Hi, thank you for taking the questions. So when you think about the Actelion merger and just the general strategy in pharma, several times over
the call it's come up
of just different trends in pricing and how competitive markets are. Just curious, could you just kind of reiterate the strategy in terms of going more into a cardiovascular space even though there's more differentiation in PAH. But just in general, to the comments of cardiovascular metabolic being more competitive and having more of an effect on pricing, especially in the U. S, how you see Actelion fitting in and kind of the diversification of the portfolio?
Sure, Dane. Well, in the cardiovascular space with respect to Actelion, I mean, that's not primary care. It's more specialty based. So therefore, it's consistent with our overall strategy of being focused in specialty pharmaceutical areas more so than in primary care. So I don't see the same kind of pricing dynamics in the specialty area that you do in the primary care area.
Hopefully, that's clear.
Thank you. Manny, it looks like we've got time for one more question.
Thank you. The next question is from David Lewis of Morgan Stanley. Please go ahead.
Good morning. Thanks for squeezing me in. Dominic, I just wanted to come back to consumer and a quick follow-up. Just the things you mentioned in consumer this quarter all seem largely either transitory or tied to the broader industry. But the big thing we've talked about this quarter in consumer has really been accelerating e commerce risk.
And I wonder if you'd sort of talk about that. Do you see ecommerce as an accelerating risk to the J and J businesses? Or do you think that your brands are frankly more durable? And then also about the 20% margins, you got there dramatically faster than you ever expected. So strategically from here, is the focus to get to 25% margins or reinvestment?
And then I had a quick follow-up.
Sure. Well, a couple of things. E commerce is not a risk. It's a real obvious trend in the industry. We're well positioned and getting better positioned.
Our brands are iconic in nature. They do still have quite an appeal to a mass audience and you see us continuing to advertise, for example, with Neutrogena and Aveeno and Tylenol. So we think those brands still hold up well in more classic marketing, although we're very present in e commerce. And products like Vogue and others that we're acquiring in the consumer space specialty kind of brands fit really well in the e commerce strategy. With respect to the second part of your question, could you just repeat that again, please?
Sorry, margins, Dominic, 20%. You got there quicker.
Yes. Well, a couple of things. I mean, obviously, we were on a long plan to improve the margins in this business. But I think as Alex often mentions, first things first. So now that the business has worked through the issues that it had in the OTC business, although it's still under a consent decree, I just want to remind you, we are focused on cost improvement programs and while at the same time investing.

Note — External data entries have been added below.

PR #1527, opened 2023-12-04
Misc fixes for Gray streams

yitzchak:
Some small tweaks to some default methods and making PATHNAME and TRUENAME generic functions. This is optional per the Gray stream proposal.

### DIFF
--- a/src/core/pathname.cc
+++ b/src/core/pathname.cc
@@ -888,7 +888,7 @@ struct PathnameRecursionGuard {
 };
 
 DOCGROUP(clasp);
-CL_DEFUN Pathname_sp cl__pathname(T_sp x) {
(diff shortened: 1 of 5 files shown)


src/core/pathname.cc
```diff
@@ -911,6 +911,12 @@ CL_DEFUN Pathname_sp cl__pathname(T_sp x) {
   return gc::As<Pathname_sp>(x);
 }
 
+CL_DOCSTRING("Returns the pathname denoted by pathspec.")
```
Bike, line 914: please put in a comment or something here and on cl__truename explaining the odd definition (that these will be made generic later)

Bike (changes requested):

So there's no particular focus or goal to get to one particular pretax operating margin number. We expect it to be competitive with the industry, which it now is, but we're obviously going to take the opportunity to invest when we can, especially as I mentioned, we're launching new products this year, so we're going to make sure we invest behind those launches and make sure they do exceptionally well right out of the gate.
Great. Thank you, David. And thanks for everyone for their questions and apologies to those we couldn't get to today. I'll now turn it back over to Dominic for some closing comments.
Thanks, Joe. Well, as I noted earlier, we are confident in our guidance for 2017, and we're optimistic for the future. I would like to take this moment to recognize and thank all of our associates around the world for their important contributions and dedication to the success of Johnson and Johnson. Thank you for your time this morning. I look forward to updating you on our progress throughout the year, and I hope to see you all at our Pharmaceutical Business Review Meeting on May 17.
Thanks, and have a great day.
Thank you, ladies and gentlemen. And this concludes today's Johnson and Johnson's 1st quarter 2017 earnings conference call. You may now disconnect and have a wonderful day.